* _Requirement_
Gather the lines from the material that contain "kwargs".

* _Data shown_
PR #1449, opened 2023-05-18
LTD-3674-api-mentions-user-case-view 

depsiatwal:
This is the API to support this screen. 

https://uktrade.atlassian.net/browse/LTD-3622

I questioned if this should site with users/cases app. Since it's so closely related to case-notes for now it resides with case notes where we have all the tests/serializer and views for case-note mentions. 

During implementation one thing that’s come to lite is which queue is used when we link back to the notes and timelines section for the case when responding to a mention. 

 

Currently I’m checking the queues of the case and if any of the team queues match we use the matching queue. If none are matching i.e Case has moved on or it’s no longer with this team. We default to “All cases Queue” which will limit what actions the user can action with the case.


Tllew (approved):
Looks good to me

api/cases/views/case_notes.py
```diff
@@ -88,7 +88,31 @@ def get_queryset(self):
...
+            CaseNoteMentions.objects.select_related(
+                "case_note",
+                "user",
+                "case_note__user",
+                "case_note__user__govuser__team",
+                "case_note__case",
+            )
+            .filter(user_id=request.user.pk)
+            .order_by("-created_at")
+        )
```
currycoder, line 115: Do we want to do any limiting/pagination here?  Feels like this is going to be weighty over time

api/cases/tests/test_case_notes.py
```diff
@@ -194,3 +194,56 @@ def test_view_case_mentions_successful(self):
...
+        first_mention = result[0]
+
+        self.assertEqual(len(result), 2)
+        self.assertEqual(first_mention["user"]["id"], str(self.gov_user.baseuser_ptr.id))
+        self.assertEqual(first_mention["case_note_user"]["id"], str(self.other_user.baseuser_ptr.id))
+        self.assertEqual(first_mention["case_note_text"], self.case_note_other.text)
+        self.assertEqual(first_mention["case_note"], str(self.case_note_other.id))
+        self.assertEqual(first_mention["reference_code"], self.case_note_other.case.reference_code)
+        self.assertEqual(first_mention["case_id"], str(self.case_note_other.case.id))
+        self.assertEqual(first_mention["is_urgent"], self.case_note_other.is_urgent)
```
currycoder, line 229: Can we please just assert the *whole result* rather than individual parts of it?  This will force us to update tests when the serializers change in future - we will otherwise miss doing these updates for additions IMO

```
expected_result = {...}
self.assertEqual(result, expected_result)
```

api/cases/serializers.py
```diff
@@ -366,6 +367,17 @@ class CaseNoteMentionsSerializer(serializers.ModelSerializer):
     )
     is_urgent = serializers.BooleanField(source="case_note.is_urgent", required=False)
     case_note_text = serializers.CharField(source="case_note.text", required=False)
+    reference_code = serializers.CharField(source="case_note.case.reference_code", required=False, read_only=True)
+    case_id = serializers.UUIDField(source="case_note.case.id", required=False, read_only=True)
+    case_queue_id = serializers.SerializerMethodField()
+
+    def get_case_queue_id(self, instance):
+        # Check that the case's queue is still within the users team queue else fallback to all cases queue
+        if isinstance(instance, CaseNoteMentions):
```
currycoder, line 376: Why do we need to assert this?  Do we try to serialize records that aren't `CaseNoteMentions` with this serializer?

api/cases/serializers.py
```diff
@@ -366,6 +367,17 @@ class CaseNoteMentionsSerializer(serializers.ModelSerializer):
...
+            for case_queue in instance.case_note.case.queues.all():
+                if case_queue in instance.user.team.queue_set.all():
+                    return case_queue.id
```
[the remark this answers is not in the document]
depsiatwal: I did a write up about it here 
https://uktrade.atlassian.net/browse/LTD-3622

basically it's because the case can move on from the queue and user may not have access to the original queue.

api/cases/views/case_notes.py
depsiatwal: I think one for the future atm this is early MVP and we not even sure how mentions will be used. I didn't want to build too much around this ATM until we know more.

currycoder: Ok sounds reasonable, could I suggest that we have a ticket for that though so that it's not something we lose track of?

api/cases/serializers.py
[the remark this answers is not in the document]
currycoder: OK fair enough, maybe something to come back to later.  Could I suggest that this approach is sort of written up in a comment here for people coming along and having no reference back to the jira?

api/cases/views/case_notes.py
depsiatwal: ahh yeah of course added https://uktrade.atlassian.net/browse/LTD-3695

api/cases/serializers.py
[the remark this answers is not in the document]
depsiatwal: added to main description

api/cases/serializers.py
depsiatwal: ahh it turns out this is because of the relationship serialisers on the CaseNote turns out we don't need that for now. And hence I have removed this check.

PR #1454, opened 2023-05-23
 LTD-3699-is-new-reset 

depsiatwal:
https://uktrade.atlassian.net/browse/LTD-3699

This adds a new end point which allows bulk update of case note mentions. 
Predominantly used to update the is_accessed flag. This is extending a new view ideally the get and patch could be in a single view. However the get is making use of the DRF ListAPIView and the new can't be mixed. 

I will add in a jira to collapse these into a single view.

### DIFF
--- a/api/cases/tests/test_case_notes.py
+++ b/api/cases/tests/test_case_notes.py
@@ -178,7 +178,7 @@ class CaseNoteMentionsViewTests(DataTestClient):
     def setUp(self):
         super().setUp()
         self.case = self.create_clc_query("Query", self.organisation)
-        self.url = reverse("cases:case_note_mentions", kwargs={"pk": self.case.id})
+        self.url = reverse("cases:case_note_mentions_list", kwargs={"pk": self.case.id})
 
     def test_view_case_mentions_successful(self):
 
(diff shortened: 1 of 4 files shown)


Tllew (approved):

api/cases/views/case_notes.py
```diff
@@ -96,6 +96,31 @@ def get_queryset(self):
...
+            data=update_data,
+            partial=True,
+            many=True,
+        )
+
+        if serializer.is_valid():
+            serializer.save()
+            return JsonResponse(
+                data={"mentions": serializer.data},
+                status=status.HTTP_201_CREATED,
```
saruniitr, line 119: this is an update so cannot be 201

api/cases/tests/test_case_notes.py
```diff
@@ -261,3 +261,36 @@ def test_view_user_case_mentions_case_queue_match(self):
...
+
+        case_note_mention = self.create_case_note_mention(self.case_note, self.gov_user)
+        case_note_mention_2 = self.create_case_note_mention(self.case_note, self.gov_user)
+        self.assertEqual(case_note_mention.is_accessed, False)
+        self.assertEqual(case_note_mention_2.is_accessed, False)
+
+        url = reverse("cases:case_note_mentions")
+        update_data = [
+            {"id": case_note_mention.pk, "is_accessed": True},
+            {"id": case_note_mention_2.pk, "is_accessed": True},
```
saruniitr, line 275: can one of this to be set to `False` so we check updating of both?

api/cases/views/case_notes.py
depsiatwal: update put and patch can be 200 or 201 since no other codes are available. 
I think for most updates we use 201

saruniitr (approved):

* _Expected output_
-        self.url = reverse("cases:case_note_mentions", kwargs={"pk": self.case.id})
+        self.url = reverse("cases:case_note_mentions_list", kwargs={"pk": self.case.id})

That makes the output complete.